Question

Let \(A\) be a priority queue implemented using a max-heap. 
Extract-Max(A) deletes and returns the maximum element; 
Insert(A, key) inserts a new element. The max-heap property is preserved after each operation. 
When \(A\) has \(n\) elements, which statement about the worst-case running times is TRUE?

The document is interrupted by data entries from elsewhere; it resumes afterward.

PR #2696, opened 2023-02-03
Fix validate ids logic

xmorave2:
The method documentation says:

`Validate supplied IDs against remembered IDs. Returns true if all supplied IDs are remembered, otherwise returns false.`

Which is in not true - see the test added

### DIFF
--- a/module/VuFind/src/VuFind/Controller/HoldsController.php
+++ b/module/VuFind/src/VuFind/Controller/HoldsController.php
@@ -209,7 +209,7 @@ class HoldsController extends AbstractBase
         }
         // If the user input contains a value not found in the session
         // legal list, something has been tampered with -- abort the process.
-        if ($this->holds()->validateIds($selectedIds)) {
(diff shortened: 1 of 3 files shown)


EreMaijala (approved):
Thanks, looks good to me. I'd get this fixed but let's see what @demiankatz says about any compatibility issues.

demiankatz (approved):
This bug was introduced in #2206, which has never been released (it was an early change to the dev-9.0 branch). Thus, I think we can safely fix this without introducing backward compatibility problems.

This also reminds me that the last time we talked about this, @EreMaijala opened https://openlibraryfoundation.atlassian.net/browse/VUFIND-1521. Should we try to schedule that for 10.0 so we don't completely forget about it?

EreMaijala:
@demiankatz Of course, no problem then! Indeed, it would make sense to schedule VUFIND-1521 for 10.0.

demiankatz:
Thanks, @EreMaijala, I've scheduled the ticket.

PR #2697, opened 2023-02-06
Semantics for saved search table

stephanieleary:
Adds scoped headers to saved search table for better screen reader support, as well as classes for CSS styling.


themes/bootstrap3/templates/search/history-table.phtml
```diff
@@ -3,25 +3,34 @@
   $saveSupported = $this->accountCapabilities()->getSavedSearchSetting() === 'enabled';
 ?>
 <table class="search-history-table" id="<?=$this->showSaved ? 'saved-searches' : 'recent-searches'?>">
+  <thead>
```
demiankatz: @stephanieleary, I see this is a draft, so maybe I'm reviewing prematurely... but there seem to be some doubled and oddly nested tags here -- e.g. double open theads, double close tbodys, etc. Can you take another look at that?

demiankatz (changes requested):

themes/bootstrap3/templates/search/history-table.phtml
stephanieleary: What an utterly bizarre glitch! I checked my local file and I don't see the duplicated lines, so I'm not sure what happened. I've corrected the file.

demiankatz: I can't explain it, but thanks for fixing it! :-)

demiankatz (approved):
Thanks, @stephanieleary. I've just pushed up a couple of small changes here:

1.) I indented the HTML inside the new thead/tbody tags for consistency with other HTML styling.

2.) I added a 20% width to the time column in the LESS (moving it from being hard-coded in the template). Your previous changes removed this width setting, but I found that this caused the time column to be too wide when search terms were short, and too narrow when search terms were long; I believe that having an explicit width is still helpful for the visual appearance of the table.

Please let me know if you want to make changes or have any objections to these edits. If you're happy with the result, please take the PR out of draft mode, and then it can be merged.

I'm also going to ask @crhallberg for a review in case he has additional comments.

crhallberg (approved):
No further comments! Thank you very much!

demiankatz:
@stephanieleary, I just merged the latest dev branch into this PR, as some conflicts were introduced by recent upstream changes. I believe this is ready to merge now, but just waiting for your thumbs-up.

stephanieleary:
Thanks for following up!

demiankatz:
@stephanieleary, I think this may have gotten a bit lost in the shuffle. I've just merged the latest dev branch in and resolved conflicts. I think it's ready for a final round of testing before being merged.

Does @pasitiis have any suggestions or concerns?

Could @sturkel89 do a quick round of testing to compare this against the dev branch and make sure there are no significant visual anomalies? All changes here impact the search history screen, so it should be a matter of performing a few searches and saving some of them to fully populate the data displayed by the modified template. Turning on the `schedule_searches` setting in config.ini will also reveal some additional controls that are normally hidden.

sturkel89:
I've run some checks on the Search History screen in all three themes, using both the test branch and the dev branch. 

I can't find any visible differences between test and dev in any theme, except for one very minor thing that I would say does not need to be fixed. The one difference is where the alternating row shading starts: in the test branch, it starts with the first item in the list of saved or recent searches. In the dev branch, the shading starts with the header row (Time, Search, Limits, Results, Alert Schedule, Delete). 

**Test branch** - Sandal example:
image

**Dev branch** - Sandal example:
image

The same is seen in every theme. Looks good!

themes/bootstrap3/less/components/search.less
```diff
@@ -547,6 +547,9 @@ table.search-history-table {
     width: 20%;
   }
 }
+.search-history-table .history_time {
```
demiankatz: @EreMaijala, it looks like subsequent to this PR being opened, you eliminated the hard-coded 20% in a different way (see the lines of code directly above this). I don't think we need both solutions to be implemented. Do you have a preference for either keeping your existing solution or adopting the one proposed here?

EreMaijala: @demiankatz I'm fine with either solution, but the other needs to be removed. :) The one proposed here is maybe a bit cleaner. Regarding the even/odd shading, I actually preferred the old one, but I suppose it's more down to a personal preference.

EreMaijala (changes requested):
The 20% column width rule needs to be cleaned up. The rest is ok for me.

demiankatz:
Thanks, @EreMaijala -- I believe I've found a "best-of-both-worlds" approach to the LESS, so I've pushed up that improvement.

Regarding the color alternation, it's simply related to the fact that the alternation applies to `td` and not `th`, so converting the table header changes where the alternation begins. I imagine there's probably a way to make the alternation work across `th` and `td`, but that's beyond my area of expertise. I think we can live with it for now at least. :-)

EreMaijala (approved):

PR #2698, opened 2023-02-06
[VUFIND-1535] Make search history behavior/labeling more consistent.

demiankatz:
This PR makes the breadcrumb and menu labels more consistent for search history. Additionally, it adds a message prompting users to log in for saved searches, rather than forcing the login through less intuitive side menu linking behavior.

TODO
- [x] Run full test suite


demiankatz:
Full integration suite is passing. I think this is ready to merge if it passes review.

• A. Both Extract-Max(A) and Insert(A,key) run in \(O(1)\).
• B. Both Extract-Max(A) and Insert (A,key) run in \(O(\log n)\).
• C. Extract-Max(A) runs in \(O(1)\) whereas Insert(A,key) runs in \(O(n)\).
• D. Extract-Max}(A) runs in \(O(1)\) whereas Insert(A,key) runs in \(O(\log n)\).

Hint:

In heaps, the cost is proportional to the tree height. For binary heaps, height \(\sim \log_2 n\) \(\Rightarrow\) both sift-up and sift-down are \(O(\log n)\). To get \(O(1)\) amortized inserts, you’d need a different structure (e.g., Fibonacci heap), not a binary heap.

Answer 1

The Correct Option is B

The problem involves understanding the worst-case running times of two operations, Extract-Max(A) and Insert(A, key), on a max-heap data structure, which is commonly used to implement priority queues.

1. Max-Heap Properties:
   • A max-heap is a complete binary tree where the value of each node is greater than or equal to the values of its children.
   • The height of a max-heap with \( n \) elements is \( O(\log n) \), which is crucial for determining the time complexity of operations.
2. Time Complexity Analysis:
   • Extract-Max(A):
     • This operation removes and returns the maximum element from the heap, which is located at the root.
     • To maintain the max-heap property after removal, the last element is moved to the root, and then the heap property is restored by a process called 'heapify'.
     • The heapifying process, either up or down the tree, takes \( O(\log n) \) time due to the tree's height.
   • Insert(A, key):
     • When inserting a new key, it is initially added at the end of the heap.
     • To restore the max-heap property, the new key may need to be moved upwards (heapified up) in the tree.
     • This upward traversal also takes \( O(\log n) \) time in the worst case.
3. Conclusion:
   • Both operations, Extract-Max(A) and Insert(A, key), have a worst-case running time of \( O(\log n) \) due to the need to traverse the height of the heap.
   • Hence, the correct statement is: Both Extract-Max(A) and Insert(A, key) run in \( O(\log n) \).